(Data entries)

*** Block opens ***

PR #4504, opened 2026-07-19
Normalize typographic Unicode in comments and docs

folknor:
Comment and documentation prose across the tree carries typographic Unicode - em and en dashes and curly quotes - which breaks grep and diff hygiene and steadily leaks into new patches by copy-adjacency; this normalizes those characters to ASCII.

@cjdsellers told me in an earlier PR that these kinds of gremlins were unwanted in the codebase, so I figured I'd help clean it up.

## Scope and mechanism

Em/en dashes become hyphens and curly quotes become straight quotes in comments, doc comments, markdown, and issue-template prose. After this change, no em/en dash or typographic quote remains in tracked `.rs`/`.md`/`.toml`/`.sh` sources outside the deliberate exclusions listed below. Three glyph cleanups ride along: two developer-guide examples that used emoji cross/check marks (`docs/developer_guide/coding_standards.md`, `releases.md`) now use ASCII `Bad:`/`Good:` labels, and one test comment in `indicators/average/dema.rs` that consisted of an orphaned non-ASCII numbered marker is removed. Where an em dash sat directly between words, spacing is adjusted so the result reads as prose (e.g. the `InstrumentClass::Warrant` doc). One fuzz-target module doc (`fuzz_compute_tx_hash`) is reflowed while its em dash is normalized - which also resolves `clippy::doc_lazy_continuation` under `--all-features` - and its stale 80-byte input claim is corrected to the actual 84 (`INPUT_LEN` and the field layout both say 84; there is no tail padding).

Five log/assertion format strings are included in the normalization (two `log::warn!` messages in the Kraken L3 parser, one in `common/src/clients/mod.rs`, one `log::info!` in a Polymarket example, one test assertion message in the MACD indicator): message text only - no serialized value, protocol string, identifier, or code token changes anywhere in the diff.

## Deliberately preserved

The U+2713/U+2717 support-table and log-output glyphs in README, docs, and scripts; the non-ASCII test fixtures in `core/src/correctness.rs` (they exercise `check_valid_string_ascii` rejection); U+2011 non-breaking hyphens in docs tables (required by `check_docs_conventions.sh`); `RELEASES.md` and `CLA.md` untouched; vendored `patches/` untouched; `.pre-commit-hooks/` scripts untouched (they carry their own glyph output).

## Generated headers

`nautilus_trader/core/includes/core.h`, `includes/model.h`, `core/rust/core.pxd`, and `core/rust/model.pxd` are regenerated so the emitted doc comments match the normalized Rust sources. The diffs are comment-only: declaration tokens, enum values, and the high-precision mode lines are byte-identical.

## Testing

Every hunk is inside a comment, doc comment, markdown/template prose, a generated header's comment block, or one of the five message strings listed above - the change is invisible to compilation except through doc comments. The `check_hidden_chars`, `check_non_latin_text`, and `check_docs_conventions` hooks are clean, workspace clippy reports no diagnostics that are not already present on develop, and the workspace test sweeps (default, ffi, live feature shapes) pass unchanged with this change applied.


folknor:
Just to note, I have an app that rewrites these for me, so adding/removing gremlins from the scope and redoing the PR takes me 2 minutes.

cjdsellers (approved):
Thank you, @folknor. Great cleanup.

Tomorrow I'll strengthen the pre-commit so that these can't creep back in.

PR #4505, opened 2026-07-19
Fix clippy lints that fire outside the pinned-stable gate

folknor:
Fixes the clippy lints that never fire on CI's pinned-stable configuration but do on current nightly and under `--all-features` / feature-unified workspace builds, where they fail any run carrying `-D warnings`.

## Fuzz-target lints (`--all-features` builds)

Two fuzz targets only compile with fuzzing features enabled, so the workspace gate never sees them. `fuzz_decimal_decode` passed `serde_json::Value` by value into `decode_value` (`clippy::needless_pass_by_value`); it now borrows. `fuzz_nonce_sequence` used `chunks_exact(CHUNK_LEN)` with a constant chunk size (`clippy::chunks_exact_to_as_chunks`); it now uses `as_chunks::<CHUNK_LEN>()`.

## Model types test lints (local nightly)

In `types/fixed.rs`, 15 `#[case]` literals gain digit separators (`clippy::unreadable_literal`). Three `as` casts in property-test code become `From`/`u128::from` conversions (`clippy::cast_lossless`): two in `quantity.rs` under `cfg(not(feature = "high-precision"))` - a path the default high-precision build never compiles - and one in `money.rs` under `cfg(not(feature = "defi"))`. In `price.rs`, `#[expect(clippy::useless_conversion)]` becomes `#[allow]` with the reason expanded: whether the conversion is useless is width-dependent, so the expectation is unfulfilled (and itself denied) in exactly one of the two configurations.

## Feature-unification conversions in event_store

`markers/extractor.rs`'s `price_raw_at_precision` / `quantity_raw_at_precision` convert `PriceRaw` / `QuantityRaw` into `i128` / `u128`. Under workspace feature unification the raw types are already 128-bit and `clippy::useless_conversion` fires; in a standalone 64-bit build the conversion is required. Reasoned `#[allow]`s document the width dependence instead of removing conversions standalone builds need.

## Testing

Mechanical lint fixes with no intended behavior change; every touched line is test, fuzz, or instrumentation code. `cargo clippy --all-targets --all-features` on `nautilus-derive` was verified to FAIL against the unfixed targets with exactly the named lints (`needless_pass_by_value`, `chunks_exact_to_as_chunks`) and is clean with the fixes. The model and event_store lints are the long-standing local-nightly set; with the fixes, nightly `cargo clippy --all-targets` on `nautilus-model` and `nautilus-event-store` reports zero diagnostics on this branch, and the model types and event_store test suites pass unchanged under the workspace's default, ffi, and live feature shapes.


cjdsellers (approved):
Hey @folknor

Thanks for cleaning these up. I checked the patch against the latest `develop` and ran the targeted nightly Clippy paths for the all-feature fuzz targets, default-width model, and feature-unified event store. Everything passes and this looks good to merge.

folknor:
Thank you, I'll set up commit signing, sign the commit, and merge it a bit later - I am working on a followup to PR 4496 right now.

PR #4506, opened 2026-07-19
Fix three dead pre-commit checks and the violations they hid

folknor:
Three pre-commit checks have been silently dead - each disabled by a small mechanical defect in its own script - and the tree accumulated violations behind two of them; this fixes the scripts and the violations they hid.

## DST rule 5 guards a moved file path (check_dst_conventions.sh)

`RULE5_FILES` listed `crates/live/src/manager.rs`, but the reconciliation manager lives at `crates/live/src/execution/manager.rs`, and the `[[ -f "$rule5_file" ]] || continue` silently skipped missing entries - so the AHashMap/AHashSet determinism guard on the manager has not run since the file moved. The path is corrected, and a missing `RULE5_FILES` entry is now reported as a violation, so a future file move cannot silently disarm the rule again. The manager itself is currently clean.

## The Python error-variable filter never fires (check_error_conventions.sh)

The loop reads rg output with `IFS=: read -r file line_num line_content`, and bash strips the trailing delimiter from the last field - `except X as exc:` arrives in `line_content` as `except X as exc`, while the filter regex required the trailing colon. No line has ever matched, so the Python half of the check has never flagged anything. The colon requirement is dropped from the extraction regex (the rg pattern feeding the loop already anchors the full `as xxx:` shape). The five `as exc:` handlers this hid are renamed to `as e:` (with their body uses): `examples/live/interactive_brokers_v2/option_greeks.py`, `python/examples/polymarket/updown_smoke_tester.py`, `python/tests/strategies/backtest_surface.py`, `python/tests/unit/analysis/test_tearsheet.py`, `python/tests/unit/common/actor.py`.

## The adapter-dependency-group extraction is always empty (check_cargo_conventions.sh)

Check 9's awk resets `in_section` on any `# -----` line, and the manifest's section banners are dash-line / title / dash-line - so the banner's own closing dash cleared the flag one line after the header set it, and the extracted adapter-dependency list was always empty. The awk now tracks the banner state so only a subsequent dash line closes the section. The two violations this hid are fixed: `itoa` (used by `nautilus-common`) and `arc-swap` (used by `nautilus-core`) move from the "Adapter dependencies" group to Core dependencies, placed alphabetically.

## Testing

Each revived check was differentially verified. With the script fixes applied but the tree fixes reverted, `check_error_conventions.sh` fails on exactly the five `as exc:` sites, and `check_cargo_conventions.sh` fails on exactly `itoa` and `arc-swap`. `check_dst_conventions.sh` fails when the manager file is moved aside (the new missing-file arm) and when an `AHashMap` alias is temporarily introduced into it (the revived scan itself). With both halves applied all three hooks pass, as does the rest of the Rust-relevant hook battery. The dependency regroup changes no versions or features (comment-group membership only; `Cargo.lock` is untouched), and the five Python renames are mechanical and compile-checked.


cjdsellers (dismissed):
Hi @folknor

Thanks for finding and fixing these, changes look good.

Just a merge conflict on the `Cargo.toml` to resolve when you get the chance.

folknor:
Thank you. All future commits from me will be signed now.

cjdsellers (approved):

Issue #4510, opened 2026-07-19
Execution engine: order lifecycle events are DEBUG-only; proposal for explicit observability


4px4d9cdby-star:
# Execution engine: order lifecycle events are DEBUG-only; proposal for explicit observability

### Problem

`ExecutionEngine._handle_event` logs a received order event only when `ExecEngineConfig.debug` is enabled, and then emits the line at DEBUG. An otherwise healthy node running at INFO therefore has no execution-engine log record for normal lifecycle transitions such as Accepted, Canceled, or Filled.

That behavior is easy to misread operationally: absence of an event name in INFO logs can be mistaken for absence of delivery or processing. It also creates a two-part enablement requirement (`debug=True` and a logger threshold that admits DEBUG) that is not evident from the execution configuration documentation.

The event bus and cache remain the authoritative programmatic state surfaces. The issue is that the human observation channel does not state its filtering contract and offers no narrow way to expose lifecycle transitions without enabling all execution-engine debug logging.

### Evidence

The current handler begins with:

```cython
cpdef void _handle_event(self, OrderEvent event):
    if self.debug:
        self._log.debug(f"{RECV}{EVT} {event}", LogColor.MAGENTA)

    self.event_count += 1
```

`ExecEngineConfig.debug` defaults to `False` and is documented only as providing "extra debug logging." In a controlled diagnosis, INFO logs contained no Accepted event lines even though an independent event-stream subscriber received and correlated the lifecycle events. Enabling transport and event-stream observation showed that the missing log lines were a filtered observation channel, not proof of missing event processing.

This finding does not establish whether any separately pinned runtime did or did not have a WebSocket push defect. It establishes only the logging behavior above and the risk of using INFO-log absence as a delivery oracle.

### Proposal

Provide one explicit, documented order-event logging control rather than coupling lifecycle visibility to the engine-wide debug flag. Two acceptable designs are:

1. Add an `ExecEngineConfig.order_event_log_level` option whose default preserves DEBUG behavior, but which can be set to INFO without enabling every engine debug line.
2. If configurable levels are not desirable, promote only state-changing lifecycle transitions (`OrderAccepted`, `OrderRejected`, `OrderCanceled`, `OrderExpired`, `OrderDenied`, and `OrderFilled`) to INFO while retaining high-frequency amendment/update detail at DEBUG.

The configurable-level design has the smaller compatibility and volume impact. Its documentation should state:

[...]

PR #4513, opened 2026-07-19
Make execution order-event log level configurable

4px4d9cdby-star:
Implements the proposal in #4510.

High-frequency order lifecycle events (submit/accept/cancel churn from quoting strategies) currently log at a fixed level, which either floods INFO or forces global suppression. This adds an execution-engine config knob for the order-event log level, defaulting to current behavior (no change unless set).

Tested with config round-trip and level-emission assertions on our fork.

### DIFF
--- a/nautilus_trader/execution/config.py
+++ b/nautilus_trader/execution/config.py
@@ -16,6 +16,7 @@
 from __future__ import annotations
 
 from typing import Any
+from typing import Literal
 
 import msgspec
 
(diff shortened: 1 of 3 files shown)


cjdsellers:
Hi @4px4d9cdby-star

Thanks for the detailed issue and the PR.

We're keeping the v1 (Cython) core in maintenance while we finish the transition to the v2 Rust + PyO3 core, so I'm not taking new config surface into v1 at this stage and will close this one.

For what you're after now, `log_component_levels` should cover the flood-vs-suppression tradeoff without a new knob: it sets a per-component minimum level, so you can dial a noisy strategy down to `WARNING` while leaving everything else at `INFO`, or pair `ExecEngineConfig(debug=True)` with `log_component_levels={"ExecEngine": "DEBUG"}` to surface the exec-engine lifecycle lines specifically. `log_components_only` is the complementary switch if you'd rather allowlist just a few components.

Once we're on v2 I'm open to additional per-event log-level control if the component filter isn't granular enough. Appreciate the write-up.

*** Block closes ***

- What is required -
Copy each line above where the string "observability" occurs.

- Task output -
Execution engine: order lifecycle events are DEBUG-only; proposal for explicit observability
# Execution engine: order lifecycle events are DEBUG-only; proposal for explicit observability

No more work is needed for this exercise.